Ich habe gelesen, dass es für Linux das Tool ARPing gibt.
gibt es so etwas ähnliches auch für Windows?
Oder weiß jemand einen anderen Weg die IP herauszubekommen (nur durch eine bekannte MAC)?

Vielen Dank schonmal 

Mfg
Snowdog


----------



## hulmel (16. April 2004)

Wenn es reicht die ARP-Table auszulesen, dann: arp -a


----------



## snowdog (16. April 2004)

nein, reicht es nicht, da ich ja nur die mac habe und gerne die ip wissen wollte, die die mac sich geholt hat.
hintergrund: hab nen switch im netz, von dem ich nur die mac kenne.
und will wissen welche ip er sich geholt hat.
klar könnt ich per snmp scan das netz durchsuchen, aber ich weiß ja net in welchem ip bereich er sich die ip geholt hat.
deswegen will ich die mac pingen, weiß da jemand was?


----------



## Avariel (18. April 2004)

Ich denke nicht das das geht, weil IP und MAC so eigentlich soweit ich weiß nichts miteinander zu tun haben. Der Rechner benutzt nur seine MAC-Adresse als einzigartige Absenderadresse um die IP anzufordern..


----------



## snowdog (18. April 2004)

naja, es geht schon, unter linux mit dem tool ARPing
da kann man direkt ne MAC adresse pingen und bekommt als antwort auch die IP dazu zurück.
aber meine frage war, ob jemand auch ein solches tool für windows kennt..
also die frage der funktionalität ist geklärt, gehen tuts
aber halt unter linux...
suche ein win proggy


----------



## Erpel (18. April 2004)

Und mit arp -a kommst du nicht weiter?
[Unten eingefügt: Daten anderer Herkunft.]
PR #17118, opened 2019-04-23
prefetcher: send overall sync status notifications

strib:
Based on #17115, review that one first.

Send once-a-second overall sync status notifications to the service, which routes them to the GUI.

Issue: KBFS-4082


go/kbfs/libkbfs/prefetcher.go
```diff
@@ -208,6 +212,34 @@ func newBlockPrefetcher(retriever BlockRetriever,
...
+	var status keybase1.FolderSyncStatus
+	status.PrefetchProgress = p.overallSyncStatus.ToProtocolProgress(
+		p.config.Clock())
+	if p.overallSyncStatus.SubtreeBytesTotal ==
+		p.overallSyncStatus.SubtreeBytesFetched ||
+		p.overallSyncStatus.SubtreeBytesTotal == 0 {
+		status.PrefetchStatus = keybase1.PrefetchStatus_COMPLETE
+	} else {
+		status.PrefetchStatus = keybase1.PrefetchStatus_IN_PROGRESS
+	}
```
songgao: Would it make sense to have a helper function that covers these bytes comparison too, since it's used in [simplefs.go](https://github.com/keybase/client/pull/17118/files#diff-b9b12d1b48b0bfd42d3ebb71a8bf0ffeR2365) as well?

strib: Done!

go/kbfs/libkbfs/reporter_kbpki.go
```diff
@@ -271,12 +273,33 @@ func (r *ReporterKBPKI) NotifySyncStatus(ctx context.Context,
...
+func (r *ReporterKBPKI) NotifyOverallSyncStatus(
+	ctx context.Context, status keybase1.FolderSyncStatus) {
+	select {
+	case r.notifyOverallSyncBuffer <- status:
+	default:
+		// If this represents a "complete" status, we can't drop it.
+		// Instead launch a goroutine to make sure it gets sent
+		// eventually.
+		if status.PrefetchStatus == keybase1.PrefetchStatus_COMPLETE {
+			go func() { r.notifyOverallSyncBuffer <- status }()
```
jzila: Should we have a shutdown channel here? I'm worried about these goroutines leaking, or panicking racily due to a write to a closed channel when `Shutdown` is called.

Alternatively, what if this buffer was an `InfiniteChannel`? Then it'd never block on write, and we wouldn't have to use this goroutine approach.

strib: For what it's worth, this reporter type is not used in tests, only in production, and so I don't think `Shutdown()` will ever be called in a situation where there could be outstanding requests.

But sure, I'll add a shutdown channel just to make it a little cleaner.

jzila: What about the infinite channel idea?

strib: For one, it still has the close race issue.  For another, this particular channel purposely has a size of 1 to avoid unnecessary "incomplete" messages from being sent.  So it would be hard to turn it into an infinite channel while keeping that nice property.  For another another, it's annoying to do the casting away from an `interface{}` with an infinite channel.

jzila: I see, so you're using the blocking of the channel to filter out incompletes. We could throttle that with a timer instead, but I see the appeal of the current approach.

strib:
Ugh a lot of unrelated failures.  Merging over them.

Er listet dann alle ips mit den dazughörgen mac's auf.


----------



## snowdog (18. April 2004)

ja, er listet sie schon auf, aber nur wenn ich davor mit der jeweiligen MAC (also karte) verbunden war..und dazu muss ich ja erst ma wissen wie ich mich mit der verbindung kann. dazu bräuchte ich en tool um die mac zu pingen, oder en tool um mich direkt mit der mac zu verbinden oder so..
aber ich kanns ja nochmal mim arp-a probiern.
irgendwie wirds schon gehn.
ich hoffe ihr versteht genau was mein probl. is...

so far

n8 @ all


----------



## xCondoRx (20. April 2004)

also du hast einen switch im netz von dem dir die MAC adresse bekannt ist und du möchtest wissen welche IP er benutzt?.. gibt doch genügend scanner mit denen du den netzbereich scannen kannst und die dir dann IP und die dazugehörige MAC ausgeben.. egal ob nun windows oder linux..


----------



## fluessig (20. April 2004)

Zum Post von xCondoRx:

Such mal nach lannetscan - ist ein tolles Programm!


----------